One who comes fresh into the knowledge and acceptance of Christ’s saving work on the Cross from a career in mass communications, as I did, can scarcely believe the complacency with which some Christians greet the ever-fresh truths of Jesus Christ—their eternal verity, and the worldwide light they might cast on current political and social problems! Only through Jesus Christ is there a solution to this crisis in spiritual and ordinary human communication.
Christians must communicate not only with those apart from the truth but with one another. Some ministers no longer understand what their own parishioners think and feel. As a result, only habit takes laymen to their Sunday seats before God, and habit is not enough to fill their hearts. Bewildered church leaders accept certain fashionable beliefs about the inadequacy of Christianity to meet today’s problems. Some ministers cannot even communicate among themselves. The confusion is enhanced by subtle new variations on the meaning of the words used to communicate God’s truth (as in the case of biblical terms like “revelation,” “reconciliation,” and “redemption”).
What forces are disrupting man’s communication with the Creator, without which he cannot communicate spiritual truth to other men?
One destructive force is the drive for excessive security—freedom from want of food, clothing, shelter. All these are necessities, but our world exalts them above the God from whose generous hands they come. Christ’s precepts leave no room for pursuit of unnecessary worldly goods and may require many to “sell all … and give to the poor.”
Another is status-seeking. The status-seekers want approval of their associates instead of their God. Christ-inspired humility ends dependence on the opinion of others. Meekness, always disadvantaged in the pursuit of wealth, brings earth’s greatest treasures, none of which is for sale in stores or likely to be highly prized by non-believers.
The frenetic pace men follow to achieve success inevitably creates tension that shatters the inner calm without which they can scarcely hear the Holy Spirit’s voice. Even in a more placid society, Christ drew apart and went up into the bills to commune with the Father.
Other internal states that distract and upset one’s emotional balance are anger, anxiety, resentment, fear.

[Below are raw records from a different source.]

PR #62, opened 2025-05-07
p_sync Milestone 1: Create Sync Client, implement pull operation, CLI, and overloads for log + call

AlePouroullis:
Superseded by [PR 69](https://github.com/humanloop/humanloop-python/pull/69)
p_sync/base is the auto-generated SDK with my latest backend changes from [here](https://github.com/humanloop/hl-alpha/pull/5012). Did this to make the PR focused on the custom code changes.

- Create sync client with support for pulling files from the remote humanloop to local workspace). Includes filters for environment and path (where path can specify specific file or directory)
- Create CLI with `pull` command. Uses the [click](https://click.palletsprojects.com/en/stable/) library
- Overload `.call()` and `.log()` functions to use serialized contents of `.prompt`/`.agent` local files when `use_local_files` is set to `true` when initializing the humanloop client.
- Address edge cases like specifying path + environment or path + version_id. I employ the principle of ["explicit is better than implicit"](https://peps.python.org/pep-0020/), i.e. raise error if user initializes the client with `use_local_files=True` and tries to reference path + remote-specific information (version_id/environment).
- Cache files in memory after loading from disk using LRU cache
- Integration tests for sync client, call and log overloading, CLI

### Prerequisites
Run this [backend branch](https://github.com/humanloop/hl-alpha/tree/p_sync/accept-serialized-files) locally 

## Set up the SDK
Clone this branch
`git clone --branch p_sync/pull git@github.com:humanloop/humanloop-python.git`

Install dependencies 
`poetry install`

Activate the venv
`poetry shell`

### Test the CLI
In the same directory as this cloned SDK
`humanloop pull --base-url http://localhost:80/v5`

In another project:
1. `poetry init` Use default configuration
2. In pyproject.toml modify python version constraints to `>=3.9,<4`
3. Add the SDK as a dependency. 
3a. Get the absolute path to the local SDK using `pwd`
3b. In your playground project run `poetry add --editable <path to SDK>` 
4. Then install peer dependencies `poetry install`
5. From the virtual environment (`poetry shell`) you can test the CLI `humanloop pull --base-url http://localhost:80/v5`

Note that you can remove `--base-url` entirely as the relevant backend changes are live in prod.


.fernignore
```diff
@@ -13,10 +13,12 @@ mypy.ini
 README.md
 src/humanloop/decorators
 src/humanloop/otel
+src/humanloop/sync
+src/humanloop/cli
 
 ## Tests
 
-tests/
+tests
```
andreibratu: only ignore our tests, fern auto-generates some

andreibratu: tests/integration are ours

pyproject.toml
```diff
@@ -1,13 +1,20 @@
...
+description = "The Humanloop Python Library"
+authors = []
 
+# This section is used by Poetry for development and building
+# The metadata here is used during development but not published to PyPI
 [tool.poetry]
 name = "humanloop"
-version = "0.8.36"
-description = ""
+version = "0.8.36b1"
```
andreibratu: Should be b2, b1 is the agents

pyproject.toml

At a time when ecclesiastical communication is diminishing, when the use of mass communications to impart spiritual values is endangered by the worldwide struggle between the two great rival political philosophies, when channels of communication between the Creator and the Christian contract or vanish, when God’s death on earth is announced by some theologians, let spiritual communication start now with you as you read this. Let your cry be:
“Lord Jesus, I open my heart to thee, my Saviour. Forgive my errors and accept my life. As I live for thee, let me hear thy Holy Spirit telling me what I ought to be and ought to do. In knowing thee as the Truth of God and the Way to the Father, may I know the truth and the way under God to real communication with mankind.”
Only in this way will there be a start toward solving the appalling breakdown in worldwide communication. First must come recognition that the real crisis is between man and God, and then must follow restoration of communication among men—on God’s terms.